-- Data shown --
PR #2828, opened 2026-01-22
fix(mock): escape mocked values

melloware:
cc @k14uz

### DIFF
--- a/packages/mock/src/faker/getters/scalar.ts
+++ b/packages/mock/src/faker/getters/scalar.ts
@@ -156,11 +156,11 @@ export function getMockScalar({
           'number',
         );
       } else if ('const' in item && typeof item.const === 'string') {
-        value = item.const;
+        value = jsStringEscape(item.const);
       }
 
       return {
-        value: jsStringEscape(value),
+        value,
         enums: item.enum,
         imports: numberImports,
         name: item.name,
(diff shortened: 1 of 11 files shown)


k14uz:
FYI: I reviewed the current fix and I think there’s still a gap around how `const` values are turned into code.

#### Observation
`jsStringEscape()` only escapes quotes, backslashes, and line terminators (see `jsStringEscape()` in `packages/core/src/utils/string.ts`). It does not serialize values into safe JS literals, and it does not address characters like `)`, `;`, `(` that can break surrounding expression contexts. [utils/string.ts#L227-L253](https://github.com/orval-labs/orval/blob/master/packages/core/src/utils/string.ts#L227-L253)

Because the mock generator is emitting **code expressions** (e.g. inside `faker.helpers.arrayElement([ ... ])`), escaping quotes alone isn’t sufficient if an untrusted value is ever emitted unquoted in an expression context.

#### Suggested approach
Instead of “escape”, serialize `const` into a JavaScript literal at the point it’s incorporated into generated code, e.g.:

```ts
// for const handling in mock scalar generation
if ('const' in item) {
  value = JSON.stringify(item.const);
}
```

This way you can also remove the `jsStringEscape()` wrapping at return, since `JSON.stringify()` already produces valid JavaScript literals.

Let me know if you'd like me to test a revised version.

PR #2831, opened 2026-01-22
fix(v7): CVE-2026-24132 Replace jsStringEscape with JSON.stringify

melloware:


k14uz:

* * *

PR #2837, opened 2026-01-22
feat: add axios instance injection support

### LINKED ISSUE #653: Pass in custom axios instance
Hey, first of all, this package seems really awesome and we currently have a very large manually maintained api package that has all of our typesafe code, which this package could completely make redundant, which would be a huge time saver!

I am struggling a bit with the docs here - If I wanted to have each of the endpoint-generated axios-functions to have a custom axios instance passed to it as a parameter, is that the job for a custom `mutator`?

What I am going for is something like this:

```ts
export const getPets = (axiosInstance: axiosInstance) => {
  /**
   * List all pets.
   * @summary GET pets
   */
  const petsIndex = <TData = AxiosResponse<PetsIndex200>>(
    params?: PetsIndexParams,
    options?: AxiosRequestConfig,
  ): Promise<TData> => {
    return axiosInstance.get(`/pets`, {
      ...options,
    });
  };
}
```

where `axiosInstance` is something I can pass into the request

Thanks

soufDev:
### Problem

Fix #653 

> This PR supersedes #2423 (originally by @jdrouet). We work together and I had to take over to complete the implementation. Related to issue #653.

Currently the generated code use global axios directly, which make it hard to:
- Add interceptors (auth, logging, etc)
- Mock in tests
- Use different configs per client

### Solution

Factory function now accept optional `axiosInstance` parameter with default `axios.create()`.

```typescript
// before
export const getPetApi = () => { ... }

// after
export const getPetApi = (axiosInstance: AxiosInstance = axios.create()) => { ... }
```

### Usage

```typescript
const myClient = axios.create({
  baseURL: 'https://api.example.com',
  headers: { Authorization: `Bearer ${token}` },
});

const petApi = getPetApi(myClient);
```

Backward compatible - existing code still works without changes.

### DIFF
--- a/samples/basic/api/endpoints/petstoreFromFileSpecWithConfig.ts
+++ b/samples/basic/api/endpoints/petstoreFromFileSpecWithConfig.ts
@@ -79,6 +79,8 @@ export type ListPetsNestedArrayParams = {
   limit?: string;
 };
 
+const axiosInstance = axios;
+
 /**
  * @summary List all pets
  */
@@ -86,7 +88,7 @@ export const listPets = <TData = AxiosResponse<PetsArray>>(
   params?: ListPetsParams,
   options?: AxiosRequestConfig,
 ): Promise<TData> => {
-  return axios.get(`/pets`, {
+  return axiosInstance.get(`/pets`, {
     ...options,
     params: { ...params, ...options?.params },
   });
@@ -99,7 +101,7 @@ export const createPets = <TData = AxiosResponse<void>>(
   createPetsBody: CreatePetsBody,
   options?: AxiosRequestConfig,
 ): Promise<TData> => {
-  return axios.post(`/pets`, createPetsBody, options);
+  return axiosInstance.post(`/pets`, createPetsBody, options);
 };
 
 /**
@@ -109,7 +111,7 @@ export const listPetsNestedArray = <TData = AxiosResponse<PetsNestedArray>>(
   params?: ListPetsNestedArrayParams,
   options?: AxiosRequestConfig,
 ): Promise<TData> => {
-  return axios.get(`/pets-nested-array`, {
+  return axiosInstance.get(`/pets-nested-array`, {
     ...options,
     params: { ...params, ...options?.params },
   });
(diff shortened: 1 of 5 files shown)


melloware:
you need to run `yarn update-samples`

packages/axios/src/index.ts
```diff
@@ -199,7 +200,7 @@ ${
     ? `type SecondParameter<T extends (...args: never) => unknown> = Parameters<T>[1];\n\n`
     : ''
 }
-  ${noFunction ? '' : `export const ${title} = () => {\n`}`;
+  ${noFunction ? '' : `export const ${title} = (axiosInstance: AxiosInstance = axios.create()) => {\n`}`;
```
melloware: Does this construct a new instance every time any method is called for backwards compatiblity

-- What is required --
What is needed is each line of the entries that contains the word "createPetsBody".

-- Task output --
   createPetsBody: CreatePetsBody,
-  return axios.post(`/pets`, createPetsBody, options);
+  return axiosInstance.post(`/pets`, createPetsBody, options);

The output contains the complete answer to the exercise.